One day the boss says "Hey Al. You graft today". I'd never grafted but didn't want to admit it, so did what I'd seen others do and grafted away, while someone else was the gopher. Then, an anxious 24 hour wait to see what sort of take I got, and yes I was nervous the boss was slow to forgive bad performance.
Anyhow we open the starters, and Whoah! Very high take. . The boss said "pretty good Al", and from that time I did all the grafting.
Anybody wanting to try it, just go for it. The grafting is actually the easy part, the important part is plenty bees, plenty food.

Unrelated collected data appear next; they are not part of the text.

PR #6067, opened 2021-05-05
Bump PPS buckets to 8

lukemarsden:
Draft PR to see how it performs in Testfaster now that we've added two new servers.

Also cache a newer commit of the pachyderm source code, to avoid having to re-download new dependencies and such.


msteffen:
Closing PR, as it's obsolete.

PR #6068, opened 2021-05-05
Reenable PPS & PFS tests

brycemcanally:
This PR updates / fixes several tests that were not running in master. It also adds more information about the tests that are not running (through TODOs and skip messages for the relevant tests). The tests addressed in this PR are split into three groups: updated  / fixed, not updated / fixed but should be before 2.0, and not updated / fixed but might / should be after 2.0. Tests that were removed are in a section that include the reason for each test's removal. Also, several minor changes are included that are addressed in the miscellaneous section.

**Updated / fixed:**

PPS:
- TestPipelineWithLargeFiles
- TestChunkSpec/size
- TestPipelineWithDatumTimeout
- TestUserWorkingDir
- TestDatumTries
- TestCopyOutToIn
- TestMalformedPipeline
- TestListDatum
- TestUpdatePipeline
- TestPipelineVersions

PFS:
- PutFileDirectoryTraversal
- BigListFile
- MonkeyObjectStorage
- PutFileAtomic

Auth:
- TestS3GatewayAuthRequests

**Not updated / fixed, but should be before 2.0:**

PPS:
- TestRunPipeline
- Stats commit tests.
- TestCronPipeline/RunCronOverwrite
- TestListDatumDuringJob
- TestTrigger

PFS:
- Tests that check file path / directory path conflicts.
- Tests that use the offset read functionality
- PutFileValidCharacters
- PFS sync tests.
- PutFileCommit
- LargeDeleteRepo
- TestPanicOnNilArgs

**Not updated / fixed to run, but should / might be after 2.0:**

PPS:
- Git input tests.
- Put file split tests.
- File history tests.
- TestExtractPipeline
- TestEditPipeline

**Removed:**

PPS:
- TestEgressFailure: This was testing whether an egress error fails a job. This does not really make sense with V2 since egress is a part of the core job retry loop. We will retry the egress until some other job failure constraint is met, such as a timeout.
- TestLazyPipelineCPPipes: This was testing functionality that attempted to detect whether a user copied a special file (namely pipes for lazy files) and to error out when that is the case. I think this should be handled by documenting how certain features that cannot be black boxed are implemented (such as lazy files based on named pipes), rather than trying to catch all of the ways a user may be misusing them.
- TestGetFileWithEmptyCommits: Empty commits only serve the purpose of indicating that a job failed, they do not get interpreted as throwing away the parent commit content. When we have general purpose metadata associated with commits, then the empty commit idea should probably be discarded.
- TestMissingPipelineSpec: This test is checking if basic PPS functionality still works if the pipeline spec object is deleted. I think this type of error is critical enough that we should not try and come up with ways to sort of work when it happens.

PFS:
- TestCleanPath: This test checks that the relative elements of a path are removed and that the path would go through successfully. We are now erroring when a path with a relative element is used because we want to be explicit about this not being supported.
- PutFileLeak: This was testing for a goroutine leak in the V1 implementation of put file. This is no longer relevant in V2.

**Miscellaneous:**
- Implemented functionality for listing datums based on a passed in set of inputs.
- Removed a lot of dead code and V1 configuration that is no longer relevant in V2.
- Added validation for incoming PFS paths (prevents relative paths).
- Implements datumset splitting based on size.
- Added erroring when a file is not found.
- Added functionality for setting the ownership of files downloaded by PPS based on the configured user.


src/server/worker/datum/datum.go
```diff
@@ -64,7 +60,39 @@ func CreateSets(dit Iterator, storageRoot string, setSpec *SetSpec, upload func(
...
+				size += int64(input.FileInfo.SizeBytes)
+			}
+			if size >= setSpec.SizeBytes {
+				size = 0
+				return true
+			}
+			return false
+		}
+	default:
+		panic("must set a set spec field")
```
jdoliner, line 94: Do we really want to panic here? It seems like that will just put the worker in a crashloop that won't give any feedback to the user about why the pipelines isn't proceeding.

brycemcanally: This shouldn't ever happen because we default to evenly distributing the datums in the registry. I'm going to change this to a default of 1 when it is not set just in case. That default will apply at the datum package level, and the default of distributing the datums evenly will still apply at the transform package level.

jdoliner (approved):
All LGTM

PR #6070, opened 2021-05-05
Add initial support for system repos.

PFedak:
System repos represent a collection of related repos under a shared
name, differentiated by various types labelling their purpose. The main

Say the beeleepers name, especially if he's gone.
Superstiiciton you know.
Observation after a period of time. I see 3rd season queens being the most prolific year. Then brood frame counts drops from there. If I have a chance to mark a queen I will. I don't specifically use time to do so. Brood boxes are painted to correspond to queen colors. So i know which year that hive was created. Hives that swarm or supercede do not produce the average in honey production. If a hive is with in average the first round but not the second round but is above average on goldenrod. Then high probabilty it swarmed in late June..
Since all hives are set up the same going into winter. There's a fairly close average of what's going on in late winter. I use a stethoscope with end piece removed. I can tell by sound where the cluster is. Again there is a average of what's going on. Around Feb 20th prolific queens drop all the way down. This is where all the pollen is. Once the brood is capped. The cluster will move up to 2nd deep then the 3rd as they consumed the honey to make brood. Once fresh pollen comes in around March 11, then they'll start drone brood. Once drone brood starts emerging, they can start swarm cells. Which is why I start supering before that happens. Once the worker brood emerges and they start the nectar flow off crop 'weeds'. They get crowded real quick.
Older queens fails to drop down in what I call hyper-lay mode and is out of the average of activity. After seeing this a few years. I started taking away the bottom 2 deeps to cull out old frames. Once a new queen was created, then would add new deeps. Kinda like if it was a split.